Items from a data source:

━━━━━━━━

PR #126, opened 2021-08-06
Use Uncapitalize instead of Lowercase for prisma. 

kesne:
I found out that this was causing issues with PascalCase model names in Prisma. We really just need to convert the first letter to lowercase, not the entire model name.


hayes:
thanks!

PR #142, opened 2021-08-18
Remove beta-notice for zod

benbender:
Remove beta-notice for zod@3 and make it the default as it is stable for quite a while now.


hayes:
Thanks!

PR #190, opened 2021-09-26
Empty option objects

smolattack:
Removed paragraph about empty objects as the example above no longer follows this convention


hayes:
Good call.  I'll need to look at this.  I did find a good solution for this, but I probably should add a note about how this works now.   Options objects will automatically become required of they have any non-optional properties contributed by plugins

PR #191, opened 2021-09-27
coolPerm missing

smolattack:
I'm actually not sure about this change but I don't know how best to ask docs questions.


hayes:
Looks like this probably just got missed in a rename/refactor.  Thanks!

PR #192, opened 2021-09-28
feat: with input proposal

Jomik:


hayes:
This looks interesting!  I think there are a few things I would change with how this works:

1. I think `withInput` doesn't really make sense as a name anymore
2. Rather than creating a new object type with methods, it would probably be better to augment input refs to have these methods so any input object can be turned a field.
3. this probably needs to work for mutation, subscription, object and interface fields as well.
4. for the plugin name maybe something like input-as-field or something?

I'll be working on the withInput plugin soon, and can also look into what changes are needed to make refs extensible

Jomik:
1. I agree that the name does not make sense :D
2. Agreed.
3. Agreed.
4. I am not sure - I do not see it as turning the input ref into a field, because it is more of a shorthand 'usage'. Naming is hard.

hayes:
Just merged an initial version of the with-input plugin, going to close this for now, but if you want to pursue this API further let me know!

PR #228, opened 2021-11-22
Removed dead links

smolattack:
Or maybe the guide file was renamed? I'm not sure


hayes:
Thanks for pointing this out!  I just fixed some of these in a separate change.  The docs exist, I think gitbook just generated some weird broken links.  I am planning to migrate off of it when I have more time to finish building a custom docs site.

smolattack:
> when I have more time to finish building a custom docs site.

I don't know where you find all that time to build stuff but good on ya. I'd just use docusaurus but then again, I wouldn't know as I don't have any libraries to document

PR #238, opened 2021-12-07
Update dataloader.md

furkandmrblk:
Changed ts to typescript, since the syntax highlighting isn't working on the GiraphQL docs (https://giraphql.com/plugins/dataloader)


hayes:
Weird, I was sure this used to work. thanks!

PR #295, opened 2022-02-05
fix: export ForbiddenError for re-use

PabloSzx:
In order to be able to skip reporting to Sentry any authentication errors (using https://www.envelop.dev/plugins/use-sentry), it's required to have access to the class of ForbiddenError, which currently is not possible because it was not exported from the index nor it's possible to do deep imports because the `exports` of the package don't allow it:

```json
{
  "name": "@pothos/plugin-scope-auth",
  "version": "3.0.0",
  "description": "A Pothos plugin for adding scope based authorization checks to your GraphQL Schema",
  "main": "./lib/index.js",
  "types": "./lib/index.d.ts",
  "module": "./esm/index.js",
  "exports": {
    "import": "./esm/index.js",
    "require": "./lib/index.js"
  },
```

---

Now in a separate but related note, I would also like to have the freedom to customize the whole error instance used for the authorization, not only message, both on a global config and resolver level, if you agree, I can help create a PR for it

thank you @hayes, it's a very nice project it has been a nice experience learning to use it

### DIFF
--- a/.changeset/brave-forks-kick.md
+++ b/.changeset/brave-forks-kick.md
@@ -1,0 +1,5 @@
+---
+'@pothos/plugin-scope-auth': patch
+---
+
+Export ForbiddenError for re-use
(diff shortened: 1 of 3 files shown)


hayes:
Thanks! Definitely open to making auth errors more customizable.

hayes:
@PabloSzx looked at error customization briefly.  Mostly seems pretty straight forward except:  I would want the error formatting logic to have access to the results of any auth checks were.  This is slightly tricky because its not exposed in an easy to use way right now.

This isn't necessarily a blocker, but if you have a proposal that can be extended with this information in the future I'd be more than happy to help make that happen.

━━━━━━━━

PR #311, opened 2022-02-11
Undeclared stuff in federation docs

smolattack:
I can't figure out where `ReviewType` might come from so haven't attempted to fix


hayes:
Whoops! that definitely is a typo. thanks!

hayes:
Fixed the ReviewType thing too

━━━━━━━━

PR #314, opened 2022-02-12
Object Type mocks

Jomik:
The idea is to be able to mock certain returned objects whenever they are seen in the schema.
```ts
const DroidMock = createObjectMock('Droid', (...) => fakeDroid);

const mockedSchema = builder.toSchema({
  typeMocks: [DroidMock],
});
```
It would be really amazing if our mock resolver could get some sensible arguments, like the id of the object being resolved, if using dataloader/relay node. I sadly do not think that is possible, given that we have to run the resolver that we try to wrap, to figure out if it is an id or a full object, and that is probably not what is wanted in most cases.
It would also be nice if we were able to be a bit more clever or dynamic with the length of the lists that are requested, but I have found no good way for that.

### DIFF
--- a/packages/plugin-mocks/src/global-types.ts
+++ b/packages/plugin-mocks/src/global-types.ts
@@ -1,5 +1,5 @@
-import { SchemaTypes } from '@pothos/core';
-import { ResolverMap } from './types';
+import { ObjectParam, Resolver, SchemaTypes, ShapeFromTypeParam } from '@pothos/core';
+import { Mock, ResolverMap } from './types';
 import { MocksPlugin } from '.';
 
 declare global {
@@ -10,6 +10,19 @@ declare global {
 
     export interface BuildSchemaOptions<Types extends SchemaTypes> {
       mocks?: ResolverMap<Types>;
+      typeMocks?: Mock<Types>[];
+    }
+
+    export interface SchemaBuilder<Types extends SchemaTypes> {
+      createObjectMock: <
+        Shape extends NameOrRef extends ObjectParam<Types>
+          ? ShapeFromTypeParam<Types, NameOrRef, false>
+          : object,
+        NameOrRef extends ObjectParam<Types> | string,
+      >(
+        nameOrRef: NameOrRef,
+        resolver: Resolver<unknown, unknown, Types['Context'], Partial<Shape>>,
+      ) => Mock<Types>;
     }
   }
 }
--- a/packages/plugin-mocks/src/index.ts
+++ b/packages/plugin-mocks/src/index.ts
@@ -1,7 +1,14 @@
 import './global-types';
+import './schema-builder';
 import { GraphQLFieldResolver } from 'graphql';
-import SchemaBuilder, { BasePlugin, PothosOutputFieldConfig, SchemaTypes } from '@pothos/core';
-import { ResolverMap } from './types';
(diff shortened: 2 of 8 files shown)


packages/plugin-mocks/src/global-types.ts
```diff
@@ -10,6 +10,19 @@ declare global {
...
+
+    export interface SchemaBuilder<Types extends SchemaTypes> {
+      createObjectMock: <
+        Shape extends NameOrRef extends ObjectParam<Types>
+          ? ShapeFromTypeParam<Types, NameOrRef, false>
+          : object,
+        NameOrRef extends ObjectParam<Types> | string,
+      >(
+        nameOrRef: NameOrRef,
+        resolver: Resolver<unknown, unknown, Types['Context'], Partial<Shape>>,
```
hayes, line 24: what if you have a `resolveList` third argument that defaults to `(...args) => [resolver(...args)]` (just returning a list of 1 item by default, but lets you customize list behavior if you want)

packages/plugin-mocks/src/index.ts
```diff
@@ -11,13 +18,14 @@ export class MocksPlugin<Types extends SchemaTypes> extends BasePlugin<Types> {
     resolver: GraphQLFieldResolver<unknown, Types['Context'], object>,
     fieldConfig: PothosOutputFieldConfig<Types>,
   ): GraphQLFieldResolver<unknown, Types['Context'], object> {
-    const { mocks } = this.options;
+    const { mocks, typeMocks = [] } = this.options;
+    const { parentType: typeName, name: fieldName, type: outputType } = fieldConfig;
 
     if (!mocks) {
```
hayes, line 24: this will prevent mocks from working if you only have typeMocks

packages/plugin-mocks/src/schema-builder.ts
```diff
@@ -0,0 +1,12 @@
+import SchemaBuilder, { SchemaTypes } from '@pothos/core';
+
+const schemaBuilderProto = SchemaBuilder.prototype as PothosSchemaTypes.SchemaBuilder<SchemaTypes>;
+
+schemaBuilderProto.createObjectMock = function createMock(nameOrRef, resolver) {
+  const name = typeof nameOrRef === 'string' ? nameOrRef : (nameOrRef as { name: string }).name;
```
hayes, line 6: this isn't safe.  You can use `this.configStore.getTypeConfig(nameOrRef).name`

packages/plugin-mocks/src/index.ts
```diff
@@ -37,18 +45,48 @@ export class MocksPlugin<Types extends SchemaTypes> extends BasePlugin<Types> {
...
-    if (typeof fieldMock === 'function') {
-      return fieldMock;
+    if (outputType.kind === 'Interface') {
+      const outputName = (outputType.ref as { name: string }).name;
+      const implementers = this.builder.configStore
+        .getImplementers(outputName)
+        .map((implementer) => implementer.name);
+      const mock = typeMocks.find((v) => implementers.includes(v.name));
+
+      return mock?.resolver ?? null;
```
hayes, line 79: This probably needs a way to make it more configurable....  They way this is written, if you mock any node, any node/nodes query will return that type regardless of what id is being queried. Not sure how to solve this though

━━━━━━━━

REQUIRED ACTION: Show every line in the records above that contains the word "outputType".

ANSWER SPACE:
+    const { parentType: typeName, name: fieldName, type: outputType } = fieldConfig;
+    if (outputType.kind === 'Interface') {
+      const outputName = (outputType.ref as { name: string }).name;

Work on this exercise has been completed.